Exercise => Collect every line in the records below that contains the word "schedules".
── Information supplied ──
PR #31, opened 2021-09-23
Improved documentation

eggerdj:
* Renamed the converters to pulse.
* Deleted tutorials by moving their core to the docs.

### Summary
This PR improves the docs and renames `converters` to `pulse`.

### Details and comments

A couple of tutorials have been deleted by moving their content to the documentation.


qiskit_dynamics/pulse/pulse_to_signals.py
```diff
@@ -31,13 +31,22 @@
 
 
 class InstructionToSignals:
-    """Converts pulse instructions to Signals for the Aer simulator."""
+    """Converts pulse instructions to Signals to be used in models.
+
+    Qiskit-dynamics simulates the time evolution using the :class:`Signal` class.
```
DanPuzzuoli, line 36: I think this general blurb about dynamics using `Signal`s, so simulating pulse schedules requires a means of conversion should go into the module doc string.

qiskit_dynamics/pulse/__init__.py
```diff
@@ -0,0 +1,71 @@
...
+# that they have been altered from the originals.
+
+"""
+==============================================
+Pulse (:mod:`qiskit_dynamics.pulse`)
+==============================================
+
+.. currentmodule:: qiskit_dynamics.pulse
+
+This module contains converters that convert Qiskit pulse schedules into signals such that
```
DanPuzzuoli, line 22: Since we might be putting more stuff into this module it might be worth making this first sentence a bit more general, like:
───
Response box =>
DanPuzzuoli, line 36: I think this general blurb about dynamics using `Signal`s, so simulating pulse schedules requires a means of conversion should go into the module doc string.
+This module contains converters that convert Qiskit pulse schedules into signals such that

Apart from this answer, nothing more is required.